I solved my fricken windows update issue by using an external hard drive. I am so glad it worked. I had to order a USB to USB wire as the one I had went AWOL. I tried looking in different places where I have assorted wires but no luck. Now that I have the new wire, I am sure it will turn up. Well, I thought I solved the issue but I didn’t. I searched online for answers and found that you can’t change the drive where windows downloads updates. Fucking jerks. I am so pissed off as there are like over 100 updates and I can’t install them because I have no space. I don’t understand how one fricken update needs 8GB of space. Like WTF. Why does it need so much space!!?? Pisses me off. I don’t know how they expected this piece of shit to run when it can’t download updates. I am so mad I wasted $300.

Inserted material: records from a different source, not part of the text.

PR #297, opened 2024-05-29
Make tilesets into a Resource

Koopa1018:
# Description of changes
This PR changes the terrain system to use a `TerrainSkin` resource instead of raw tileset template images.

This change has many benefits. Most notably, terrains can now use textures of arbitrary size, since the texture size is no longer hardcoded to match the specific template layout. Texture reuse between terrain lumps is another benefit, as well as the theoretical ability to add arbitrary data to terrain skins (e.g. footstep sound).

Terrain lumps now automatically update when the terrain skin is modified. Oddly enough, it turns out the tools needed to implement this feature technically existed in the old system...nothing like a total rewrite to help you see what's already there, I guess :/

To preserve the single-image convenience of the old system (and compatibility with all the assets we made for it), an import plugin has been written which allows importing images as terrain skins. It comes with features to modify which rects are used for creating textures, and options to either pack the sliced textures into the resource or store them as separate image files. As this is a vanilla Godot importer plugin, the file conversion is almost completely seamless, allowing images to be dragged directly onto `TerrainSkin` fields in the Inspector, and to still be edited directly in image editing programs.

# Issue(s)
Finishes much of [Taiga \#69](https://tree.taiga.io/project/gtcreyon-super-mario-63-redux/us/69) (ncei).


jaschutte:
With the dependency gone, is it ready for merge?

PR #299, opened 2024-06-02
Feature ld polygon editor

jaschutte:
Implements the polygon editor for the level designer. This PR aims to fully implement the polygon editor. This editor is supposed to work for all "things" which require a polygon to edit. 

## Todo list

- [x] Select polygons
- [x] Place polygons
- [x] Edit polygon vertices
- [x] Move polygon vertices
- [x] Erase polygon vertices
- [ ] Active edge selector (for water, is this edge have ripples? for terrain, should this edge have grass?)
- [ ] Proper UI/UX


Koopa1018:
With the current state, we have a polygon editor which is basically usable. Edge selection is going to be a whole new job's worth of work, and isn't essential for the immediate term. What say we get this merged as-is and handle the other two checkboxes later?

PR #300, opened 2024-06-08
Drastically optimize pause menu elements

Koopa1018:
# Description of changes
On profiling the normal gameplay loop, it was discovered that several pause menu elements had startlingly high performance costs. This PR optimizes them down to reasonable levels.

The bigger offender was the function `_get_joypad_buttons` in `rebind_option.gd`, which was profiled as using 11(!) ms of CPU time in each frame. This function returns an array of arrays of button names, indexed by logical button index and by controller brand. On inspection, it was found that this function was called once for every binding of every action, every frame, and doing the same 25 string translations every time (which suggests 25 disk reads). Assuming one binding for every action--which I know is lowballing it--that's `25 * 25 = 625` total translations per frame, literally 98% of which are repeated work.

Optimizing the script thus becomes a matter of reusing work. This can be done:
- within `_get_joypad_buttons`. Because some buttons share names between brands, some translated strings can be cached before constructing the return array, which skips 15 extra translations per function call. This step alone reduced CPU time from 11ms to 4ms.
- between actions and bindings. The result of calling `_get_joypad_buttons` doesn't depend on which action or mapping it's used for--only the selected locale. By storing the result in a static variable, it can be reused between instances, and the disk reads(?) involved in translation lookup can be skipped for all but the first user.
- between frames. Locale really only changes when the user sets it in the options menu, so for 99% of frames, `_get_joypad_buttons` returns the same result as last frame. `rebind_option` already has machinery to receive the engine's locale-change notification, so it's fairly trivial to only set `_get_joypad_buttons` when the game starts or the locale changes. Combined with the previous step, this reduced CPU time from 4ms to ~0.3ms, about level with `Entity._physics_process` and `DejitterGroup._physics_process`.
- Actually, the majority of `rebind_option`'s state doesn't change between frames. By adding (and connecting to) a signal to the reset-mappings button, it becomes possible to completely remove `_process` and instead update rebind options reactively. Naturally, this means `rebind_option` is no longer charting at all on most profiler frames.

Some similar string-caching-via-statics work was also done to `get_joypad_motion_name`. This is mostly for methodological consistency, but if somebody were to make very strange mapping choices ("wassup YouTube, today I'm gonna be playing SM63R using just the left and right analog stick!"), I could see it saving actual performance.

I also chose to optimize `level_info.gd`. This was much less of a problem script, but it still seemed appropriate to switch it from detecting locale via `_process` to detecting via engine notification, especially since `rebind_option` had shown me how to do that. This saves about 0.15ms--not much, but still seemed excessive for a static menu element.

Some mild refactors have also been sprinkled in, including obligatory reordering functions to standard and commenting everything I touch.

### DIFF
--- a/gui/hud/level_info.gd
+++ b/gui/hud/level_info.gd
@@ -9,11 +9,17 @@ var perm_scale = 1
 @onready var level_name = $Divider/MainContainer/LevelNamePanel/ScaleContainer/LevelName
 
 
-func _process(_delta):
-	# Update the font used, in case locale's changed.
-	if TranslationServer.get_locale().substr(0, 2) == "en":
-		level_name.add_theme_font_override("font", RUBY)
-		level_name.uppercase = true
-	else:
-		level_name.add_theme_font_override("font", BYLIGHT)
-		level_name.uppercase = false
+func _notification(what):
+	if what == NOTIFICATION_TRANSLATION_CHANGED:
+		match TranslationServer.get_locale().substr(0, 2):
+			"en":
+				# Fancy display font has all needed characters.
+				# Use it for the level name.
+				level_name.add_theme_font_override("font", RUBY)
+				# Display font has only uppercase glyphs.
+				level_name.uppercase = true
+			_:
+				# Display font may not have all needed characters.
+				# Use the standard font.
+				level_name.add_theme_font_override("font", BYLIGHT)
+				level_name.uppercase = false
--- a/gui/hud/level_info.gd
+++ b/gui/hud/level_info.gd
@@ -3,9 +3,14 @@ extends Control
 const BYLIGHT = preload("res://fonts/bylight/bylight.otf")
 const RUBY = preload("res://fonts/red/gui_red.fnt")
 
-@onready var level_name = $Divider/MainContainer/LevelNamePanel/ScaleContainer/LevelName
 
 var perm_scale = 1
+
+@onready var level_name = $Divider/MainContainer/LevelNamePanel/ScaleContainer/LevelName
+
+
+func _process(_delta):
+	refresh_caps()
 
 
 func refresh_caps():
@@ -15,7 +20,3 @@ func refresh_caps():
 	else:
 		level_name.add_theme_font_override("font", BYLIGHT)
 		level_name.uppercase = false
-
-
-func _process(_delta):
-	refresh_caps()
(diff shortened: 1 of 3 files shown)


gui/pause/options/rebind_option.gd
```diff
@@ -24,31 +65,38 @@ func _input(event):
...
 			# TODO: make these translatable
-			output += action.as_text()
+			output += bind.as_text()
+		# Add separator between this and the next binding.
 		output += ", "
+	# Trim off the final separator for visual cleanliness.
 	output = output.trim_suffix(", ")
-	return output
+	
+	key_list.text = output
```
GTcreyon, line 99: The game crashes here for me. "Invalid assignment of property or key 'text' with value of type 'String' on a base object of type 'Nil'."

I believe this happens because `update_list()` is called before `@onready` can trigger, when the translation change notification is received. I'm not sure why this didn't occur while you were working on it, perhaps Godot updates, or perhaps something to do with my own language settings? (Apologies for the belated response to your PR.)

gui/hud/level_info.gd
```diff
@@ -3,19 +3,23 @@ extends Control
...
-		level_name.add_theme_font_override("font", BYLIGHT)
-		level_name.uppercase = false
+@onready var level_name = $Divider/MainContainer/LevelNamePanel/ScaleContainer/LevelName
 
 
-func _process(_delta):
-	refresh_caps()
+func _notification(what):
+	if what == NOTIFICATION_TRANSLATION_CHANGED:
+		match TranslationServer.get_locale().substr(0, 2):
```
GTcreyon, line 14: A similar issue occurs here, with a similar solution. (See my other comments.)
```suggestion
		if level_name == null:
			await ready
		match TranslationServer.get_locale().substr(0, 2):
```

gui/pause/options/rebind_option.gd
```diff
@@ -173,4 +245,9 @@ func _get_action_map() -> Dictionary:
 func _notification(what: int) -> void:
 	match what:
 		NOTIFICATION_TRANSLATION_CHANGED:
+			# Update cached strings (but only if the first instance hasn't
+			# already done that).
+			if locale_current != TranslationServer.get_locale().substr(0, 2):
+				_update_translations()
+			# Update the list.
 			update_list()
```
GTcreyon, line 253: The aforementioned crash can be resolved like so:
```suggestion
			if key_list == null:
				await ready
			update_list()
```

GTcreyon (changes requested):
Generally all good, just some crashes that need resolving.

PR #303, opened 2024-08-01
Fix background scaling in sized-up windows

Koopa1018:
# Description of changes
This has been on the backburner for way too long! Fixes background scaling so that sized-up windows don't show "backstage" parts of the background.

The parallax is not 100% consistent between scaling levels. I'm not sure how to fix this, but it's a very subtle problem that's (currently) easy to miss, so I'll leave it for now. We'll see how new backgrounds adapt to it....

# Issue(s)
Been reported many times, including by @GTcreyon.

### DIFF
--- a/backgrounds/zooming_parallax_background.gd
+++ b/backgrounds/zooming_parallax_background.gd
@@ -1,0 +1,7 @@
+extends ParallaxBackground
+
+
+func _process(delta):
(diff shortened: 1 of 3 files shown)


GTcreyon (approved):
All looks good. The detailed commenting is appreciated as always!

PR #304, opened 2024-08-17
Pipe offsetting when loading a level in the LD

cruglet:
# Description of changes
Offset the pipe's sprite and collision a few pixels downward

# Issue(s)
Pipe would be offset by a few pixels vertically when placed


GTcreyon (approved):
Seems good. (Remember to request review when you create a PR, though :P)

PR #305, opened 2024-08-29
Chinese localization update

WestCreeper:
Added chinese localization and font with Chinese characters.


fonts/bylight/BylightV24-8-11MYIL.otf
GTcreyon, line 1: This file needs to be renamed to "`bylight.otf`".

GTcreyon (changes requested):
The font file should be renamed to `bylight.otf`. Also, could you inform us of what font you used, so we can check copyright information and give credit to the designer?

GTcreyon (approved):
Thank you for your work!

PR #306, opened 2024-12-27
Refactor filesystem

cruglet:
# Description of changes
Most of the ingame content has been moved into the `game` folder with split directories for textures/scripts/sfx/etc. This provides an easier framework for the refactoring of underlying systems, as well as future implementations for other systems to come (and organization, of course). The level designer and pipescript have not really been touched, as those can be addressed later when refactored. The only change made to those would be the moving of pipescript's assets from godot into the respective pipescript folder, under `scene` (the rust source code is under `source`).

The only part of this refactor that I sort of have a issue with is the UI and "classes". I'd be lying if I didn't want to just tear most of that down and start anew, but I'm still unsure how important those elements are going to be in the long run, so they'll stay mostly untouched in this refactor.

Here is a summary of the new filesystem:

**android** - Untouched  (still am unsure if this should be moved somewhere)

**console** - The in-game console (/)

**core** - Basically whatever does not fit in `game` like the audio bus layout or specific shaders.

**game** - All assets [textures/scenes/scripts/sfx/music] for the game
- classes: Any former class are organized here, as opposed to being scattered throughout the filesystem
- locale: The folder for fonts & translations
- music: All of the game's music
- objects: Any entity/sprite with their textures/sfx/scripts/etc.
- ui: The UI for the game (HUD, Menus, Screens, etc.)
- world: Mostly for unsorted stuff like backgrounds, terrain, water, death & camera zones, etc. 

**level_designer** - Untouched, just moved out of its original place

**meta** - Any assets for publications of the game or for the README

**pipescript** - Contains everything for pipescript, including its respective Godot scene and resources.

# Issue(s)
A lot of things are broken right now. Good news is we were gonna rewrite those systems anyway, so its not that big of a deal in the long run 🤷


jaschutte:
Although I like the new organization, how much of the game is still, functional after all of this? A lot of code uses absolute pathing for resources, I imagine this could create quite the fuss with a lot of systems, such as the level editor.

Also, does moving the files under a sub-folder erase tracking? If so, it may cause issues with other branches active right now too.

I'll do a more thorough check tomorrow, my main point of contention is erasure of tracking, that would make it all old issues harder to track. But I'm overall supportive of the changes

cruglet:
> Although I like the new organization, how much of the game is still, functional after all of this? A lot of code uses absolute pathing for resources, I imagine this could create quite the fuss with a lot of systems, such as the level editor.

This is true, and I wouldn't be surprised if the vast majority of systems did not work correctly. The thing is, those exact same systems were due for a rewrite anyway, either because we have to remove specific elements of source code or the code itself is old/composed of a mixture of band-aid solutions and spaghetti code (like the former player script). Regardless of whether some systems break or not, the _direct_ process to fix those issues would be as easy as reassigning paths, simply following the engine's errors would be more than enough to fix those issues. Which also gives us the opportunity to revisit this code and see if any improvements/optimizations can be made.

> Also, does moving the files under a sub-folder erase tracking? If so, it may cause issues with other branches active right now too.

This was my major concern with the refactor. To my knowledge, tracking is not erased with `git mv`, however I'm unsure if moving files in Godot's filesystem compensates for that. Regardless, since we're kinda obligated to rewrite a lot of systems, it wouldn't be so bad if it did, anyway. Older issues can be addressed _during_ the refactoring of other systems, and the only active branches I'm aware of is the player refactor and the ld-polygon + ld-widget branches.. Those wouldn't be too hard to port over, especially since the ld was barely touched (for this reason) and I was gonna rewrite the player statemachine anyway 👍

cruglet:
Closed due to solar integration

PR #248, opened 2020-02-28
Implement --sample command line argument

ivanistheone:
This is option can be used to "test" a large channel by uploading only a sample of size `SIZE` content nodes from the tree.

Note: the channel's source id is modified so content is uploaded to a different `channel_id`. This is intentional used to avoid any chance of overwriting an existing production channel.

Merge only after logging updates https://github.com/learningequality/ricecooker/pull/247


kollivier:
@ivanistheone I think you may need to merge this PR with master after I merged #247 and then push again, as it still is showing the logging changes.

I think my night meds are making me awake. I was so tired before and now I am feeling energized. WTF. I hate when this happens. I still feel kind of groggy but my mother is watching games and they are really loud with the sounds. The TV is right under my bedroom. I loved when my mother used to watch TV while muted. She would just read the closed caption. It was great. But something happened and she couldn’t get it anymore on certain channels so I had to use the TV’s closed caption. Now the words are there with the damn sound. So fucking annoying. She has no clue how loud the TV is to normal hearing people. I usually have to wait until she goes to bed to get some sleep. I usually listen for her as she goes up the stairs anyway to make sure she doesn’t fall or something. That is my biggest fear. Her legs are really bothering her more and they are very swollen for whatever reason. I wish the doctors would give her a diuretic to bring the swelling down as the furosemide (Lasix) isn’t doing shit. She is still bruised from the fall she took in November. I told her to put heat on it but her doctor told her she was bruised forever so she won’t listen to me. She never does.

If I get some sleep tonight, maybe I can shower tomorrow. I really stink but my foot/ankle is hurting so damn bad that standing for 10 minutes is not going to happen. I should have done it before leaving the house today but I wasn’t thinking. I just wanted to drop the stuff off and then come home. HA, that didn’t happen. I haven’t had any caffeine since this morning. My British friend told me about a strong tea called Twinning Everyday. I really like it. The caffeine must be good on it because like coffee, it puts me to sleep after I drink it. HAHA. It is filling so I try not to drink more than one cup. This tea is full-bodied so has a rich taste to it compared to my Bigelow tea that I normally drink. I haven’t had coffee in a month now. The new coffee I bought is on the counter saying use me but I just can’t. I kind of lost my taste for coffee. I probably will get it back in a month or two. I got to check the half and half and see if it is still good. Maybe I will make coffee tomorrow and see if I can get back to drinking it rather than tea. I always swap one for the other.